[What to work on]:
An exact copy of every record below is what's needed here.

[Data provided]:
PR #1345, opened 2023-10-21
fix for calgary requiring separate quadrant declaration

d-allin:
Removal of quadrant from the request made in pull https://github.com/mampfes/hacs_waste_collection_schedule/pull/1209 results in errors and no data being populated. Possibly this is an upstream issue somewhere else in the code rather than the city's json, but restoring the quadrant in the street_address arg resolves the issue and that's what I went with.

These changes assume that the quadrant will always be the last "word" (separated by spaces) in the street_address string. This is always the case with Calgary addresses, to my knowledge. There are no changes required to be made by users in their configuration's street_address arg.

### DIFF
--- a/custom_components/waste_collection_schedule/waste_collection_schedule/source/calgary_ca.py
+++ b/custom_components/waste_collection_schedule/waste_collection_schedule/source/calgary_ca.py
@@ -8,7 +8,7 @@ TITLE = "Calgary (AB)"
 DESCRIPTION = "Source for Calgary waste collection"
 URL = "https://www.calgary.ca"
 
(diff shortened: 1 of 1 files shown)


5ila5:
could you provide some test case(s) where providing no quadrant results in some Error. This prevents the removal or false implementation of potential future updates or fixes

d-allin:
While I was having errors that were seemingly resolved by the changes in my pull request, I've since been unable to re-produce them after reverting the changes in my installation. I did not take care to log the errors at the time.
Classic misdiagnosis. Looks like this wasn't needed.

[Task result]:
PR #1345, opened 2023-10-21
fix for calgary requiring separate quadrant declaration

d-allin:
Removal of quadrant from the request made in pull https://github.com/mampfes/hacs_waste_collection_schedule/pull/1209 results in errors and no data being populated. Possibly this is an upstream issue somewhere else in the code rather than the city's json, but restoring the quadrant in the street_address arg resolves the issue and that's what I went with.

These changes assume that the quadrant will always be the last "word" (separated by spaces) in the street_address string. This is always the case with Calgary addresses, to my knowledge. There are no changes required to be made by users in their configuration's street_address arg.

### DIFF
--- a/custom_components/waste_collection_schedule/waste_collection_schedule/source/calgary_ca.py
+++ b/custom_components/waste_collection_schedule/waste_collection_schedule/source/calgary_ca.py
@@ -8,7 +8,7 @@ TITLE = "Calgary (AB)"
 DESCRIPTION = "Source for Calgary waste collection"
 URL = "https://www.calgary.ca"
 
(diff shortened: 1 of 1 files shown)


5ila5:
could you provide some test case(s) where providing no quadrant results in some Error. This prevents the removal or false implementation of potential future updates or fixes

d-allin:
While I was having errors that were seemingly resolved by the changes in my pull request, I've since been unable to re-produce them after reverting the changes in my installation. I did not take care to log the errors at the time.
Classic misdiagnosis. Looks like this wasn't needed.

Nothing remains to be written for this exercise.